- [Exercise material]:
-*-*-

PR #166, opened 2020-11-10
[RO-17] Add support for lti1p3 link generation

luisfn:
Ticket: https://oat-sa.atlassian.net/browse/RO-17

### Added
- Added environment variable to control LTI version on link generation
- Added specific request factories, one per LTI version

-*-*-

- [Problem statement]:
Each line of the material is to be returned precisely as written.

- [Solution for this problem]:
PR #166, opened 2020-11-10
[RO-17] Add support for lti1p3 link generation

luisfn:
Ticket: https://oat-sa.atlassian.net/browse/RO-17

### Added
- Added environment variable to control LTI version on link generation
- Added specific request factories, one per LTI version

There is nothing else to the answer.